Well some of the reputed best bbq in Tejas comes from Coopers in Llano which aint nothing real slow or low about it. They go about an hour per pound direct over coals for brisket anyway. Then they loosely wrap in foil reduce the heat and let it swelter till it dies and gives up. Now aint ate there personally so some of this may be just rumors. Now they do supposed to use small briskets which a person could cook a 7-9 pound steak in a shorter time frame most likely. Whuts a Mother to do?

bigwheel


bigwheel


----------



## Tri Tip

ScottyDaQ said:
			
		

> What about BBQ flavored potato chips?



What if your bbq has a grill


----------



## Captain Morgan

bigwheel said:
			
		

> Well some of the reputed best bbq in Tejas comes from Coopers in Llano which aint nothing real slow or low about it. They go about an hour per pound direct over coals for brisket anyway. Then they loosely wrap in foil reduce the heat and let it swelter till it dies and gives up. Now aint ate there personally so some of this may be just rumors. Now they do supposed to use small briskets which a person could cook a 7-9 pound steak in a shorter time frame most likely. Whuts a Mother to do?
> 
> bigwheel
> 
> 
> bigwheel




and Myron Mixon famously cooks "hot and fast".
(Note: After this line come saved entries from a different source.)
PR #2022, opened 2025-05-27
Wasm_of_ocaml: more efficient definition of constant Javascript strings

vouillon:
Instead of storing JavaScript strings in the JavaScript launcher script, we use the ['imported string constants'](https://github.com/WebAssembly/js-string-builtins/blob/main/proposals/js-string-builtins/Overview.md#string-constants) mechanism from the JS String Builtins proposal.

### DIFF
--- a/compiler/lib-wasm/gc_target.ml
+++ b/compiler/lib-wasm/gc_target.ml
@@ -987,7 +987,7 @@ module Constant = struct
         in
         let* x =
           register_import
-            ~import_module:""
+            ~import_module:"str"
             ~name:s
             (Global { mut = false; typ = Ref { nullable = false; typ = Extern } })
         in
--- a/runtime/wasm/runtime.js
+++ b/runtime/wasm/runtime.js
@@ -572,7 +572,7 @@
       "wasm:js-string": string_ops,
       "wasm:text-decoder": string_ops,
       "wasm:text-encoder": string_ops,
-      "": new globalThis.Proxy(
+      str: new globalThis.Proxy(
         {},
         {
           get(_, prop) {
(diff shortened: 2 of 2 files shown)


runtime/wasm/runtime.js
```diff
@@ -570,11 +570,22 @@
       "wasm:js-string": string_ops,
       "wasm:text-decoder": string_ops,
       "wasm:text-encoder": string_ops,
+      "": new globalThis.Proxy(
```
hhugo: Do we really need this ? Is it a fallback when the extension is not implemented ?

compiler/lib-wasm/gc_target.ml
```diff
@@ -989,22 +982,18 @@ module Constant = struct
...
         let* x =
-          let* name = unit_name in
           register_import
-            ~import_module:
-              (match name with
-              | None -> "strings"
-              | Some name -> name ^ ".strings")
-            ~name:(string_of_int i)
-            (Global { mut = false; typ = Ref { nullable = false; typ = Any } })
+            ~import_module:""
```
hhugo: It would look less magic if we use an import_module that is not the empty string. What do you think ?

runtime/wasm/runtime.js
vouillon: Right. And I think it is still necessary for the version of `node` that we are using on the CI.

compiler/lib-wasm/gc_target.ml
vouillon: The module name is repeated for each string, so it is better to keep it short. On the other hand, we probably do not have many JavaScript strings in practice.

PR #2026, opened 2025-05-30
Wasm_of_ocaml: make it possible to disable effects with `--effects disabled`

vouillon:
There can be a significant cost to call a JavaScript function from Wasm due to stack switching when JSPI is enabled (which will happen with node 25).

### DIFF
--- a/compiler/bin-js_of_ocaml/cmd_arg.ml
+++ b/compiler/bin-js_of_ocaml/cmd_arg.ml
@@ -39,8 +39,8 @@ let trim_trailing_dir_sep s =
 
 let normalize_include_dirs dirs = List.map dirs ~f:trim_trailing_dir_sep
 
-let normalize_effects (effects : [ `Cps | `Double_translation ] option) common :
-    Config.effects_backend =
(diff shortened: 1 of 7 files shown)


hhugo:
We could be explicit about disabling effects in the following logics:

```
compiler/tests-compiler/util/util.ml
280:        | `Double_translation -> [ "--effects=double-translation" ]
281:        | `Cps -> [ "--effects=cps" ]

compiler/tests-dynlink-js/effects_flags.ml
5:    | [ "with-effects-double-translation" ], true -> [ "--effects"; "double-translation" ]
6:    | [ "with-effects" ], true -> [ "--effects"; "cps" ]

toplevel/examples/lwt_toplevel/effects_flags.ml
5:    | [ "with-effects-double-translation" ], true -> [ "--effects"; "double-translation" ]
6:    | [ "with-effects" ], true -> [ "--effects"; "cps" ]
7:    | _, true -> [ "--effects"; "cps" ]

benchmarks/run.ml
252:         | `Cps -> "--effects=cps"
253:         | `Double_translation -> "--effects=double-translation"))
262:         | `Cps -> "--effects=cps"))
```

PR #2030, opened 2025-06-04
Prepare 5.4

hhugo:


hhugo:
@vouillon, can I let you update the wasm runtime ?

runtime/js/domain.js
```diff
@@ -31,6 +31,12 @@ function caml_atomic_load(ref) {
   return ref[1];
 }
 
+//Provides: caml_atomic_load_field
+//Version: >= 5.4
+function caml_atomic_load_field(b, i) {
```
hhugo, line 36: Maybe the we should transform this into a `Field` access in parse_bytecode.

runtime/js/sys.js
```diff
@@ -350,6 +361,41 @@ function caml_sys_is_regular_file(name) {
...
+function caml_sys_io_buffer_size(_unit) {
+  return caml_io_buffer_size;
+}
+
+//Provides: caml_sys_temp_dir_name
+//Requires: os_type
+//Requires: caml_string_of_jsstring
+//Version: >= 5.4
+function caml_sys_temp_dir_name(_unit) {
+  if (os_type === "Win32" && globalThis.os.tmpdir) {
```
vouillon:
```suggestion
  if (os_type === "Win32" && require('node:os').tmpdir) {
```

runtime/js/sys.js
```diff
@@ -350,6 +361,41 @@ function caml_sys_is_regular_file(name) {
...
+  return caml_io_buffer_size;
+}
+
+//Provides: caml_sys_temp_dir_name
+//Requires: os_type
+//Requires: caml_string_of_jsstring
+//Version: >= 5.4
+function caml_sys_temp_dir_name(_unit) {
+  if (os_type === "Win32" && require("node:os").tmpdir) {
+    return caml_string_of_jsstring(globalThis.os.tmpdir());
```
vouillon: If think the test implies that the program is run with node, and thus that `require("node:os").tmpdir)()` will work.
```suggestion
  if (os_type === "Win32") {
    return caml_string_of_jsstring(require("node:os").tmpdir)());
```

hhugo: applied

runtime/js/domain.js
hhugo: see https://github.com/ocsigen/js_of_ocaml/pull/2030/commits/176fae6281766b648f4e4133da956fff2af34496

PR #2032, opened 2025-06-04
Wasm: integer optimizations

vouillon:
Try to avoid `ref.i31`/`i31.get_s`, which are not well optimized by binaryen and V8.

Seriously....in this forum, do we need an official definition? 

It's either bbq, grilled or baked steamed...let's keep smoked
foods here.


----------



## bigwheel

Ok you win. Your the one with the steenken badge and the bullet in the shirt pocket.  My Daddy always taught me it wasn't smart to mess with the Po Po's 

bigwheel


----------



## Nick Prochilo

And leftovers in the leftover section!


----------



## surfinsapo

I'm glad someone cares about us!!!


----------



## bigwheel

Enough to make somebody feel they are back to being in the safety of the womb. 

bigwheel


----------



## 007bond-jb

Captain Morgan said:
			
		

> Since the 1950s, the USDA  has required that all products so labeled must use meat cooked to 70 percent of its original weight, with the lost fat and moisture eventually combined with sauce and sold as a canned or frozen product. This is no longer true.
> 
> Leaner meats produced today means less weight loss.  But the direct/indirect argument is moot.
> Classic bbq was cooked direct over coals.  Most modern bbq is indirect.
> 
> However, I think it's pretty simple to tell which is cooked low and slow with smoke, and
> which is cooked hot and fast, and what is cooked in a crock pot.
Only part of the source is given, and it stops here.